Further, the method specifically comprises the following steps:

31) reading a preset value table, wherein the preset value table records the proportion of a first raw material and a second raw material in each layer of acrylate foaming material of the absorption core body, the initial spraying amount of a corresponding spray head, the thickness value of each layer of the absorption core body and the vacuum degree of each layer;

32) spraying layer by layer according to a preset value table, and providing a preset vacuum degree through a working table;

33) monitoring whether the thickness of the current-layer absorption core body exceeds a preset threshold value in real time:

if the spraying amount of the next layer of the absorption core body is exceeded, the next layer is sprayed after the spraying amount of the next layer of the absorption core body is proportionally reduced or increased;

if not, spraying the next layer according to the preset spraying amount;

34) whether the current layer is the last layer, if not, returning to the step 32);

if the last layer is selected, detecting whether the thickness of the current absorption core body exceeds a preset threshold value;

if the spraying amount of the spray head of the first layer of the next absorption core in the preset value table is exceeded, the spraying amount of the spray head of the first layer of the next absorption core in the preset value table is proportionally reduced or increased, and a new preset value table is formed; returning to step 31);

if not: go to step 35);

35) detecting whether the weight of the current absorbent core exceeds a predetermined threshold;

if the weight of the current absorbing core body does not exceed the preset threshold value, recording the spraying amount of each layer of the current absorbing core body to form a new preset value table; returning to step 31);

if the weight of the current absorbing core body exceeds a preset threshold value, the mixing ratio and/or the spraying amount of the first raw material and the second raw material are increased or decreased according to a preset ratio, and a new preset value table is formed; returning to step 31.

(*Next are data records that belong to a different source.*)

PR #2457, opened 2017-07-08
[FIX] Table: Fix printing data with sparse Y

pavlin-policar:
##### Issue
Table `__str__` method crashed when the Y was sparse.

_Steps to reproduce:_
```
data = Table('iris')
data.X = sp.csr_matrix(data.X)
# Transpose is needed due to the way sparse converts 1d arrays into sparse matrices
data.Y = sp.csr_matrix(data.Y).T
print(data)
```

Also, printing any Table would be missing the final closing `]` e.g.
```
[[0, 1],
 [1, 0]
```
I've fixed this to
```
[[0, 1],
 [1, 0]]
```

##### Description of changes
The `__str__` method no longer crashes on a sparse Y. Also, I've made it so `var_name=value` is printed for any non-zero value and all discrete values. The `var_name` is now also hidden for any target variable (the reasoning being that there are usually not that many target variables, and showing the variable name wouldn't add any clarity to the output).

@nikicc could you please check if this is ok?

##### Includes
- [X] Code changes
- [X] Tests
- [ ] Documentation

### DIFF
--- a/Orange/data/table.py
+++ b/Orange/data/table.py
@@ -189,6 +189,8 @@ class Table(MutableSequence, Storage):
     def Y(self, value):
         if len(value.shape) == 1:
             value = value[:, None]
+        if sp.issparse(value) and len(self) != value.shape[0]:
+            value = value.T
         self._Y = value
 
     def __new__(cls, *args, **kwargs):
--- a/Orange/data/table.py
+++ b/Orange/data/table.py
@@ -115,15 +115,24 @@ class RowInstance(Instance):
         def sp_values(matrix, variables):
             if not sp.issparse(matrix):
                 return Instance.str_values(matrix[row], variables, limit)
-            begptr, endptr = matrix.indptr[row:row + 2]
-            rendptr = endptr if not limit else min(endptr, begptr + 5)
-            variables = [variables[var]
-                         for var in matrix.indices[begptr:rendptr]]
-            s = ", ".join(
-                "{}={}".format(var.name, var.str_val(val))
-                for var, val in zip(variables, matrix.data[begptr:rendptr]))
-            if limit and rendptr != endptr:
+
+            row_entries, idx = [], 0
+            while idx < len(variables):
+                # Make sure to stop printing variables if we limit the output
+                if limit and len(row_entries) >= 5:
+                    break
+
+                var = variables[idx]
+                if var.is_discrete or matrix[row, idx]:
+                    row_entries.append("%s=%s" % (var.name, var.str_val(matrix[row, idx])))
+
+                idx += 1
+
+            s = ", ".join(row_entries)
+
+            if limit and idx < len(variables):
                 s += ", ..."
+
             return s
 
         table = self.table
@@ -825,7 +834,7 @@ class Table(MutableSequence, Storage):
         return self.X.shape[0]
 
     def __str__(self):
-        return "[" + ",\n ".join(str(ex) for ex in self)
+        return "[" + ",\n ".join(str(ex) for ex in self) + "]"
 
     def __repr__(self):
         head = 5
--- a/Orange/data/table.py
+++ b/Orange/data/table.py
@@ -114,6 +114,8 @@ class RowInstance(Instance):
     def _str(self, limit):
         def sp_values(matrix, variables):
             if not sp.issparse(matrix):
+                if matrix.ndim == 1:
+                    matrix = matrix[:, np.newaxis]
                 return Instance.str_values(matrix[row], variables, limit)
 
             row_entries, idx = [], 0
@@ -140,7 +142,7 @@ class RowInstance(Instance):
         row = self.row_index
         s = "[" + sp_values(table.X, domain.attributes)
         if domain.class_vars:
-            s += " | " + sp_values(table._Y, domain.class_vars)
+            s += " | " + sp_values(table.Y, domain.class_vars)
         s += "]"
         if self._domain.metas:
             s += " {" + sp_values(table.metas, domain.metas) + "}"
@@ -1507,10 +1509,8 @@ class Table(MutableSequence, Storage):
 
                 for col_i, arr_i, _ in cont_vars:
                     if sp.issparse(arr):
-                        col_data = arr.data[
-                                   arr.indptr[arr_i]:arr.indptr[arr_i + 1]]
-                        rows = arr.indices[
-                               arr.indptr[arr_i]:arr.indptr[arr_i + 1]]
+                        col_data = arr.data[arr.indptr[arr_i]:arr.indptr[arr_i + 1]]
+                        rows = arr.indices[arr.indptr[arr_i]:arr.indptr[arr_i + 1]]
                         W_ = None if W is None else W[rows]
                         classes_ = classes[rows]
                     else:
--- a/Orange/tests/test_sparse_table.py
+++ b/Orange/tests/test_sparse_table.py
@@ -48,3 +48,29 @@ class InterfaceTest(tabletests.InterfaceTest):
         iris = Table('iris')
         iris.X, iris.Y = csr_matrix(iris.X), csr_matrix(iris.Y)
         str(iris)
+
+    def test_Y_setter_1d(self):
+        iris = Table('iris')
+        assert iris.Y.shape == (150,)
+        iris.Y = csr_matrix(iris.Y)
+        # We expect the Y shape to match the X shape, which is (150, 4) in iris
+        self.assertEqual(iris.Y.shape, (150, 1))
+
+    def test_Y_setter_2d(self):
+        iris = Table('iris')
+        assert iris.Y.shape == (150,)
+        # Convert iris.Y to (150, 1) shape
+        new_y = iris.Y[:, np.newaxis]
+        iris.Y = np.hstack((new_y, new_y))
+        iris.Y = csr_matrix(iris.Y)
+        # We expect the Y shape to match the X shape, which is (150, 4) in iris
+        self.assertEqual(iris.Y.shape, (150, 2))
+
+    def test_Y_setter_2d_single_instance(self):
+        iris = Table('iris')[:1]
+        # Convert iris.Y to (1, 1) shape
+        new_y = iris.Y[:, np.newaxis]
+        iris.Y = np.hstack((new_y, new_y))
+        iris.Y = csr_matrix(iris.Y)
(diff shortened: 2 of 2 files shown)


Orange/data/table.py
```diff
@@ -112,26 +112,32 @@ def __setitem__(self, key, value):
...
+
             return s
 
         table = self.table
         domain = table.domain
         row = self.row_index
         s = "[" + sp_values(table.X, domain.attributes)
         if domain.class_vars:
-            s += " | " + sp_values(table._Y, domain.class_vars)
+            s += " | " + sp_values(table._Y, domain.class_vars, False)
```
nikicc: IMO this isn't OK if there are multiple variables. For example, pass some text data through BoW and move all features to class variables. Then in the print, I only get values, and there is no way to know which value corresponds to which variable.

screen shot 2017-07-10 at 16 21 58


I agree that we can probably skip the label if there is only one sparse variable set as class, but we cannot skip it when there are multiple.

Orange/tests/test_table.py
```diff
@@ -2195,6 +2195,12 @@ class _ExtendedTable(data.Table):
         self.assertIsInstance(data_file, _ExtendedTable)
         self.assertIsInstance(data_url, _ExtendedTable)
 
+    def test_str(self):
+        try:
```
nikicc: Why is this better than simply `str(self.table)` without the try-except block?

Orange/data/table.py
```diff
@@ -112,26 +112,32 @@ def __setitem__(self, key, value):
...
+            max_idx, has_more_columns = min(5, columns), columns > 5
+
             s = ", ".join(
-                "{}={}".format(var.name, var.str_val(val))
-                for var, val in zip(variables, matrix.data[begptr:rendptr]))
-            if limit and rendptr != endptr:
+                ("%s=" % var.name if (var.is_discrete or matrix[row, idx]) and
+                                     show_labels else "")
+                + var.str_val(matrix[row, idx])
+                for var, idx in zip(variables, range(max_idx)))
```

The invention relates to a hygienic product, which comprises a surface layer and the absorption core body, wherein the surface layer is made of pure cotton non-woven fabric doped with 25-35% of moisture absorption fibers, and the moisture absorption fibers comprise a surface layer and a core layer; the skin layer is prepared from polyethylene, pore-forming materials and temperature-sensitive materials; the core layer is made of super absorbent resin or absorbent fibers;

wherein the micropores of the skin layer are in an open state at a temperature of above 33 ℃; the micropores of the skin layer are in a closed state at the temperature of below 33 ℃;

the moisture absorption fiber is prepared by adopting the following process:

70-90 parts of polyethylene, 0.5-3 parts of toughening agent, 1-5 parts of fluorine-containing acrylate resin, 0.5-3 parts of N-isopropyl acrylamide polymer and 10-30 parts of zinc oxide are mixed with 50-150 parts of core layer super absorbent resin material to prepare the moisture absorption fiber through spinning.

The pure cotton non-woven fabric needs to be subjected to after-treatment according to the following steps:

1) preparing an after-finishing agent;

2) adopting the prepared after-finishing agent to dip and prick the spunlace pure cotton non-woven fabric;

3) ionizing radiation grafting the soaked spunlace pure cotton non-woven fabric;

4) drying;

wherein the molecular formula of the after-finishing agent is as follows:

wherein R1 and R2 are higher fatty alcohol methacrylate ester or H, and the ester is cetyl ester or stearyl ester.

Adding trihydroxyethyl ethane, higher fatty alcohol methacrylate and fatty alcohol-polyoxyethylene ether into a composite emulsification system consisting of water, cetyl trimethyl ammonium bromide and tween 80, introducing nitrogen for protection, stirring at a constant temperature of 60-80 ℃, and adding an initiator (azodiisobutyronitrile and persulfate composite initiation system) to prepare the emulsion containing the system with the structural formula, wherein the emulsion contains polyhydric alcohol, higher fatty alcohol methacrylate water repellent groups and polyoxyethylene ether water repellent groups.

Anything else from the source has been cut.